Chapter 11 Flashcards
What are the goals of a clinical microbiology laboratory?
Identify the microorganism in the patient involved in the disease
Provide antimicrobial susceptibility of the isolated microorganism
What is the identification process of a microorganism?
Identification of microorganisms by isolations and culture (presence or number of microorganisms, susceptibility)
Identification of a specific microbial gene or product (presence of a resistance gene)
Detection of specific antibodies to a pathogen for pathogens that are high risk or cannot be cultivated, retrospective diagnosis
Where are the two possible sites for specimen collection?
Sterile sites (blood, urine, CSF) and sites with commensal flora (skin, GI tract, urethra) Need to make sure collection from the sterile site isn't contaminated.
What are some of the downsides of culture-based methods for specimen growth?
Can take up to 2 days (>18 hours), organism must be culturable
What must be done specially for blood culture?

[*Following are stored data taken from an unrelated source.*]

PR #2853, opened 2024-03-19
Readonly boolean 2

jgroth:
Suggestions for improvements for #2747 

- The private component is public, renamed to `limel-label` to make it reusable in other scenarios
- Changed the interface of the component, can now take other values and not only `booleans`
- Changed the interface of the `ReadonlyProps`, the `Label` interface now represents a single label with a `value`, `text` and `icon`


src/components/label/examples/label.scss
```diff
@@ -1,4 +1,4 @@
-:host(limel-example-readonly-boolean) {
+:host(limel-example-label) {
```
Kiarokh, line 1: we should also remember to reword the commit title

src/components/checkbox/examples/checkbox-readonly.tsx
```diff
@@ -45,15 +44,21 @@ export class CheckboxReadonlyExample {
...
-                readonlyProps={{
-                    trueIcon: 'news',
-                    falseIcon: {
-                        name: 'cancel_subscription',
-                        color: 'rgb(var(--color-orange-default))',
+                readonlyLabels={[
+                    {
+                        value: true,
+                        icon: 'news',
+                        text: 'Is subscribed to receive newsletters',
```
Kiarokh, line 51: 🤔 these don't seem to work for `true`

src/components/switch/examples/switch-readonly.tsx
```diff
@@ -42,15 +41,21 @@ export class SwitchReadonlyExample {
...
+                        icon: 'news',
+                        text: 'Is subscribed to receive newsletters',
+                    },
+                    {
+                        value: false,
+                        icon: {
+                            name: 'cancel_subscription',
+                            color: 'rgb(var(--color-orange-default))',
+                        },
+                        text: 'Is unsubscribed from newsletters',
```
Kiarokh, line 56: https://github.com/Lundalogik/lime-elements/assets/35954987/9deb035f-ad49-4f6c-9ab2-24cbbc228563

these seem to work in a weird way for limel-switch. You have to toggle the selected state for them to work

src/components/label/examples/label.tsx
Kiarokh, line 1: Uploading Screen Recording 2024-03-26 at 11.57.24.mov…

src/components/label/label.tsx
```diff
@@ -0,0 +1,87 @@
...
+ * The reason we offer this component is that the default styling
+ * of the Checkbox or Toggle switch in the `readonly` state may not always
+ * provide the best way of _visualizing information_, potentially leading to
+ * confusion and negatively affecting the end-users' experience.
+ *
+ * @exampleComponent limel-example-label
+ * @beta
+ */
+@Component({
+    tag: 'limel-label',
```
Kiarokh, line 23:
```suggestion
    tag: 'limel-dynamic-label',
```

src/components/label/label.tsx
```diff
@@ -0,0 +1,87 @@
+import { getIconName } from '../icon/get-icon-props';
+import { Component, Prop, h } from '@stencil/core';
+import { Label, LabelValue } from './label.types';
+import { Icon } from '../../interface';
+
+/**
+ * This components displays a different label depending on the current given
+ * value. A label can consist of a text and an icon. If no matching label is
+ * found, the default label will be displayed.
```
Kiarokh, line 9: To me this description is unclear:

> If no matching label is found, the default label will be displayed.

src/components/label/label.tsx
```diff
@@ -0,0 +1,87 @@
...
+     * Default label to display if no label with corresponding value is found
+     */
+    @Prop({ reflect: true })
+    public defaultLabel: Omit<Label, 'value'> = {};
+
+    /**
+     * Available labels
+     */
+    @Prop()
+    public labels: Label[] = [];
```
Kiarokh, line 47: I can't say that I read these docs and understand what these props do 😅 
Even when I look at the code, I am still confused. But the consumer only sees the props' description in the generated docs. So the docs should make it clear what these props do.

I tried to improve the docs like below:

```suggestion
    /**
     * The current value of the component; 
     * which is used to match with the `labels` array to determine the label to display. 
     * If no matching label is found, the `defaultLabel` is displayed.
     */
    @Prop({ reflect: true })
    public value: LabelValue;

    /**
     * The label to display when no matching value is found in the `labels` array. 
     * This is a fallback label that ensures there's always a label displayed for the component.
     */
    @Prop({ reflect: true })
    public defaultLabel: Omit<Label, 'value'> = {};

    /**
     * An array of available labels. Each label in this array has a corresponding value. 
     * When the `value` prop matches a value in this array, the corresponding label is displayed.
     */
    @Prop()
    public labels: Label[] = [];
```

However, I am still unsatisfied and confused 😕 .

What if we rename the component to `limel-dynamic-label` and then we can rename the props like these:


```suggestion
    /**
     * The current value of the component; 
     * which is used to match with the `dynamicLabels` array to determine the label to display. 
     * If no matching label is found, the `label` is displayed.
     */
    @Prop({ reflect: true })
    public value: LabelValue;

    /**
     * The label to display when no matching value is found in the `dynamicLabels` array. 
     * This is a fallback label that ensures there's always a label displayed for the component.
     */
    @Prop({ reflect: true })
    public label: Omit<Label, 'value'> = {};

    /**
     * An array of available labels which can be dynamically applied based on the given value. 
     * Each label in this array will have to have a corresponding value. 
     * When the `value` prop matches a value in this array, 
     * the corresponding label is dynamically displayed.
     */
    @Prop()
    public dynamicLabels: Label[] = [];
```

A bit better. But what do you think?

src/components/label/examples/label.scss
jgroth: Everything is fixups to your commits and targets your branch :smile:

src/components/checkbox/examples/checkbox-readonly.tsx
jgroth: cc42437a8c21ff9e60fa86f940011d4ce5f90d81

src/components/switch/examples/switch-readonly.tsx
jgroth: cc42437a8c21ff9e60fa86f940011d4ce5f90d81

src/components/label/examples/label.tsx
jgroth: cc42437a8c21ff9e60fa86f940011d4ce5f90d81

src/components/label/label.tsx
jgroth: 055a5006361279989495db177ec9e7249e43956b
c8208209df90fe84f067d179ba7d8556f81a5935
ef70fe8f2f34c6cddff8ff37d47b7c7736f99e19

src/components/label/label.tsx
jgroth: 4acef8ba1e5df8df25d68bb4b0b8476246d42dcf

src/components/label/label.tsx
jgroth: I updated the descriptions but did not change the names

bc895e20bdc592e497d6de86744a4aaf7be96be0

Kiarokh: I'm OK if you wanna squash all these and merge them into my branch. I think we can continue from there more easily.

jgroth: We can't squash them here easily, lets just merge it to the other branch first

Kiarokh: sure. I just mean things are OK from my perspective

Low numbers of cells thus rely on detection of an antibody response to a pathogen,
What are the advantages of non-culture methods?
Fast, less labour intensive and suitable for organisms that cannot be cultured in the lab
What are some non-culture methods?
Microscopy (light and electron), immunodiagnostics and molecular diagnostics
What are the types of light microscopy? What are they used for?
Bright field used for stained preparations (gram stain, acid fast for mycobacteria) and wet preparations (for macromolecules like vesicles, granules).
Dark field for motility and thin cells
Fluorescent for naturally fluorescent or organisms and antibodies stained with fluorescent dyes
What colours show up in a gram stain?
Gram positive are purple
Gram negative are pink
How does electron microscopy work? What is it used for?
Uses a beam of electrons and magnets rather than light
Specimen must be cut into thin sections
Used for viruses (not usually used in a clinical lab)
How does a gram stain work?
Crystal violet, iodine (forms complex with crystal violet), alcohol (removes complex not trapped in gram + peptidoglycan) then pink dye
What could be the reason nothing show up under the microscope after a gram stain?
Mycobacterium or viral infection
What is the difference between a scanning (SEM) and transmission (TEM) electron microscope?
Scanning simply scans the surface of the cell
Transmission is used to see cell structures as it passes through
What organisms commonly cause bacterial meningitis?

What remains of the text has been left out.